[Start of Attachment]

PR #1990, opened 2022-09-07
when using podman-remote paralel build tasks are writing and reading

rcerven:
podman connections to ~/.config/containers/containers.conf, and race between read/write can happen, so instead of using shared pvc for homedir use just emptyDir, home directory contains only few config files but has to be isolated

* CLOUDBLD-10958

- [n/a] Code coverage from testing does not decrease and new code is covered

### DIFF
--- a/tekton/pipelines/binary-container.yaml
+++ b/tekton/pipelines/binary-container.yaml
@@ -13,6 +13,7 @@ spec:
 
   workspaces:
     - name: ws-container
+    - name: ws-home-dir
     - name: ws-registries-secret
     - name: ws-koji-secret
     - name: ws-reactor-config-map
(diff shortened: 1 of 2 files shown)


mkosiarc:
The change itself looks good to me, but the commit message is weird here. I would prefer if the title was something distinct to see right away its meaning. Like "Use separate pvc/workspace for homedir" and the rest of the explanation can be below the commit message title.

rcerven:
> The change itself looks good to me, but the commit message is weird here. I would prefer if the title was something distinct to see right away its meaning. Like "Use separate pvc/workspace for homedir" and the rest of the explanation can be below the commit message title.

done

mkosiarc (approved):

ben-alkov (approved):
LGTM

rcerven:
rn updated

PR #1991, opened 2022-09-12
add build tools and rpms from build hosts to koji metadata, use build…

rcerven:
… hostname as buildroot_id

* CLOUDBLD-10926

### DIFF
--- a/atomic_reactor/plugins/gather_builds_metadata.py
+++ b/atomic_reactor/plugins/gather_builds_metadata.py
@@ -6,12 +6,15 @@ This software may be modified and distributed under the terms
 of the BSD license. See the LICENSE file for details.
 """
 from typing import Any, Dict, Optional
+import json
 
 from atomic_reactor.plugin import Plugin
 from atomic_reactor.constants import PLUGIN_GATHER_BUILDS_METADATA_KEY
 from atomic_reactor.util import Output, is_scratch_build, get_platforms
 from atomic_reactor.utils.koji import get_buildroot, get_output, get_output_metadata
 from osbs.utils import ImageName
+from atomic_reactor.utils.remote_host import RemoteHost
+from atomic_reactor.utils.rpm import parse_rpm_output
 
 
 class GatherBuildsMetadataPlugin(Plugin):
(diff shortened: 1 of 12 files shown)


rcerven:
requires https://github.com/containerbuildsystem/osbs-client/pull/1113 to be merged

atomic_reactor/plugins/gather_builds_metadata.py
```diff
@@ -54,6 +57,56 @@ def _generate_build_log_output(self, platform: str, buildroot_id: int) -> Option
...
+
+        for hostname, attr in platform_config.items():
+            if build_host != hostname:
+                continue
+
+            remote_host = RemoteHost(
+                hostname=hostname, username=attr["username"], ssh_keyfile=attr["auth"],
+                slots=attr.get("slots", 1), socket_path=attr["socket_path"], slots_dir=slots_dir
+            )
+            break
```
mkosiarc, line 97: this whole for loop seems redundant to me. Can't we simply do something like this?
```
if build_host in platform_config: # maybe even this check is redundant
    attr = platform_config[build_host]
    remote_host = RemoteHost(
                hostname=build_host, username=attr["username"], ssh_keyfile=attr["auth"],
                slots=attr.get("slots", 1), socket_path=attr["socket_path"], slots_dir=slots_dir
            )

```
This way we avoid the for loop, ugly continue and break commands.

atomic_reactor/plugins/gather_builds_metadata.py
```diff
@@ -54,6 +57,56 @@ def _generate_build_log_output(self, platform: str, buildroot_id: int) -> Option
...
+
+        for task_name in task_results:
+            if not (task_name.startswith('binary-container-build') and task_platform in task_name):
+                continue
+
+            if 'task_result' not in task_results[task_name]:
+                raise RuntimeError(f"task_results is missing from: {task_name}")
+
+            build_host = json.loads(task_results[task_name]['task_result'])
+            break
```
mkosiarc, line 73: even here we have a for loop, continue and break statements when looking for one element, it does not seem readable or pythonic. I would prefer something like:
```
task_name = next(filter(lambda task_name: task_name.startswith('binary-container-build'), task_results))
...rest of the code
```
It seems more readable, less lines and it has straightforward flow, so you don't have to watch the continue, break statements.

atomic_reactor/plugins/gather_builds_metadata.py
rcerven: ok

atomic_reactor/plugins/gather_builds_metadata.py
rcerven: ok

ben-alkov (approved):
LGTM

mkosiarc (approved):

rcerven:
rn updated

PR #1995, opened 2022-09-22
report which specific task was sucessful

rcerven:
* CLOUDBLD-10933


mkosiarc:
generally looks good to me. But it seems to me that the class itself should have the information about its name instead of passing the name to the class in the params. Seems more reasonable, but if there is no simple way to do that then I'll ack this PR.

ben-alkov (approved):

rcerven:
> generally looks good to me. But it seems to me that the class itself should have the information about its name instead of passing the name to the class in the params. Seems more reasonable, but if there is no simple way to do that then I'll ack this PR.

fixed

mkosiarc (approved):

rcerven:
change in unreleased feature no rn update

[End of Attachment]

## Work to be completed
The records above should be printed exactly, please, from the first line through the line containing "add build tools", with both ends kept and nothing past it.

## Answer to the exercise
PR #1990, opened 2022-09-07
when using podman-remote paralel build tasks are writing and reading

rcerven:
podman connections to ~/.config/containers/containers.conf, and race between read/write can happen, so instead of using shared pvc for homedir use just emptyDir, home directory contains only few config files but has to be isolated

* CLOUDBLD-10958

- [n/a] Code coverage from testing does not decrease and new code is covered

### DIFF
--- a/tekton/pipelines/binary-container.yaml
+++ b/tekton/pipelines/binary-container.yaml
@@ -13,6 +13,7 @@ spec:
 
   workspaces:
     - name: ws-container
+    - name: ws-home-dir
     - name: ws-registries-secret
     - name: ws-koji-secret
     - name: ws-reactor-config-map
(diff shortened: 1 of 2 files shown)


mkosiarc:
The change itself looks good to me, but the commit message is weird here. I would prefer if the title was something distinct to see right away its meaning. Like "Use separate pvc/workspace for homedir" and the rest of the explanation can be below the commit message title.

rcerven:
> The change itself looks good to me, but the commit message is weird here. I would prefer if the title was something distinct to see right away its meaning. Like "Use separate pvc/workspace for homedir" and the rest of the explanation can be below the commit message title.

done

mkosiarc (approved):

ben-alkov (approved):
LGTM

rcerven:
rn updated

PR #1991, opened 2022-09-12
add build tools and rpms from build hosts to koji metadata, use build…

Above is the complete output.